Start of EXERCISE INPUTS

PR #5258, opened 2026-08-05
fix(web): keep credential-bearing URLs away from the remote Jina reader

### LINKED ISSUE #4884: Security: WebFetch sends complete user URLs to Jina
## Security / privacy issue

`WebFetchTool` validates URLs and uses the SSRF-aware pinned transport for direct fetches, but `_fetch_jina()` creates a plain `httpx.AsyncClient` and sends the complete user URL to `https://r.jina.ai/{url}`.

Relevant code: `nanobot/agent/tools/web.py:1036-1045`.

## Impact

- Query-string credentials and signed URLs may be disclosed to a third party.
- User browsing targets are sent externally even when local direct fetching would be expected.
- The local SSRF policy does not control what the remote Jina service fetches.

## Suggested fix

Make third-party reader use explicit opt-in, strip credentials/fragments before forwarding, document the disclosure, or fetch locally and pass only retrieved content to downstream processing. Add tests proving sensitive URL components are not forwarded.

shixi-li:
## Summary

- keep credential-bearing URLs away from the remote Jina reader: userinfo and token/signature-style query parameters are fetched through the existing local readability path
- inspect the complete local redirect chain before allowing the original URL to be forwarded, so a plain short URL cannot hide a signed or token-bearing redirect
- strip fragments before forwarding and treat both `&` and legacy `;` query separators as credential boundaries
- redact WebFetch diagnostics to the URL origin and exception type, keeping userinfo, paths, queries, fragments, and exception-carried request URLs out of logs
- document that the remote reader receives ordinary URLs and that `useJinaReader: false` is required when every URL must remain local

## Root cause

`WebFetchTool.execute()` validates URLs against the SSRF guard, but `_fetch_jina()` then forwards the complete user URL to a third-party service. Query-string credentials and signed URLs could therefore be disclosed to that service. The first guard also needed to cover credential-bearing redirects and every error-log path, otherwise the same URL could still be disclosed locally through diagnostics.

## Design notes

- matching is by decoded, case-insensitive parameter name and is intentionally biased toward over-matching; a false positive only uses the local readability extractor
- common OAuth, session, API-key, AWS, GCS, Azure SAS, and generic token/signature names are covered
- the guard fails closed when URL parsing or the local redirect preflight cannot establish that remote forwarding is safe
- secrets embedded in a URL path cannot be identified reliably; disabling the remote reader remains the complete locality control

## Validation

- `pytest -q tests/tools` — 731 passed, 9 skipped
- focused WebFetch privacy/security/sanitization tests — 55 passed
- `ruff check nanobot tests conftest.py` — clean
- `basedpyright` — 0 errors, 0 warnings

Fixes #4884


Re-bin (approved):
LGTM. This keeps credential-bearing URLs and redirects away from the remote reader while preserving the existing local extraction path.

The current head covers userinfo, encoded token/signature parameters, redirect chains, fail-closed preflight, and secret-safe diagnostics. Focused privacy tests and the full CI matrix are green; attribution is preserved.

End of EXERCISE INPUTS

The records above need to be retyped in full, exactly as given.

WRITTEN RESPONSE:
PR #5258, opened 2026-08-05
fix(web): keep credential-bearing URLs away from the remote Jina reader

### LINKED ISSUE #4884: Security: WebFetch sends complete user URLs to Jina
## Security / privacy issue

`WebFetchTool` validates URLs and uses the SSRF-aware pinned transport for direct fetches, but `_fetch_jina()` creates a plain `httpx.AsyncClient` and sends the complete user URL to `https://r.jina.ai/{url}`.

Relevant code: `nanobot/agent/tools/web.py:1036-1045`.

## Impact

- Query-string credentials and signed URLs may be disclosed to a third party.
- User browsing targets are sent externally even when local direct fetching would be expected.
- The local SSRF policy does not control what the remote Jina service fetches.

## Suggested fix

Make third-party reader use explicit opt-in, strip credentials/fragments before forwarding, document the disclosure, or fetch locally and pass only retrieved content to downstream processing. Add tests proving sensitive URL components are not forwarded.

shixi-li:
## Summary

- keep credential-bearing URLs away from the remote Jina reader: userinfo and token/signature-style query parameters are fetched through the existing local readability path
- inspect the complete local redirect chain before allowing the original URL to be forwarded, so a plain short URL cannot hide a signed or token-bearing redirect
- strip fragments before forwarding and treat both `&` and legacy `;` query separators as credential boundaries
- redact WebFetch diagnostics to the URL origin and exception type, keeping userinfo, paths, queries, fragments, and exception-carried request URLs out of logs
- document that the remote reader receives ordinary URLs and that `useJinaReader: false` is required when every URL must remain local

## Root cause

`WebFetchTool.execute()` validates URLs against the SSRF guard, but `_fetch_jina()` then forwards the complete user URL to a third-party service. Query-string credentials and signed URLs could therefore be disclosed to that service. The first guard also needed to cover credential-bearing redirects and every error-log path, otherwise the same URL could still be disclosed locally through diagnostics.

## Design notes

- matching is by decoded, case-insensitive parameter name and is intentionally biased toward over-matching; a false positive only uses the local readability extractor
- common OAuth, session, API-key, AWS, GCS, Azure SAS, and generic token/signature names are covered
- the guard fails closed when URL parsing or the local redirect preflight cannot establish that remote forwarding is safe
- secrets embedded in a URL path cannot be identified reliably; disabling the remote reader remains the complete locality control

## Validation

- `pytest -q tests/tools` — 731 passed, 9 skipped
- focused WebFetch privacy/security/sanitization tests — 55 passed
- `ruff check nanobot tests conftest.py` — clean
- `basedpyright` — 0 errors, 0 warnings

Fixes #4884


Re-bin (approved):
LGTM. This keeps credential-bearing URLs and redirects away from the remote reader while preserving the existing local extraction path.

The current head covers userinfo, encoded token/signature parameters, redirect chains, fail-closed preflight, and secret-safe diagnostics. Focused privacy tests and the full CI matrix are green; attribution is preserved.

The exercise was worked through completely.